Issue #319, opened 2019-10-12
Setup Istanbul Test Coverage tool


kalimar:
https://istanbul.js.org/

GQuirino:
Can i take a look into this issue?

kalimar:
@GQuirino we made some requirement changes but feel free to continue working on this. https://github.com/Terrastories/terrastories/milestone/7 - You can configure Istanbul within Jest. I tried a few different things but no luck - test coverage reports came up empty. I'm pretty sure it's one or two of the configuration options in `package.json`

PR #334, opened 2019-10-15
Feature/319-Setup-Instambul-Test-Coverage

GQuirino:
Issue: #319 
Following guideline of https://istanbul.js.org/

### DIFF
--- a/.gitignore
+++ b/.gitignore
@@ -64,3 +64,4 @@ yarn-debug.log*
 /node_modules
 yarn-debug.log*
 .yarn-integrity
+.nyc_output/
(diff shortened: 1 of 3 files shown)


kalimar:
Hey @GQuirino , I'm very sorry but  the tickets I created are not very clear. It turns out there's more investigating to do. First, https://jestjs.io has [Istanbul included](https://istanbul.js.org/docs/tutorials/jest/) so we can set that all up there. Second, it looks like there are some legacy configurations in our `package.json` file that are causing problems. I tried setting up the coverage reporting tool following some of the suggestions [here](https://github.com/facebook/jest/blob/master/docs/Configuration.md#collectcoveragefrom-array) and have been unsuccessful. If you have some time and want to also take a look, that would be great.  I'm going to add additional commentary and requirements to the original ticket and close this PR for now. Let me know if you have any questions.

■ Exercise aim:
Only the number is wanted: how many lines above include the word "opened"?

■ Task output:
2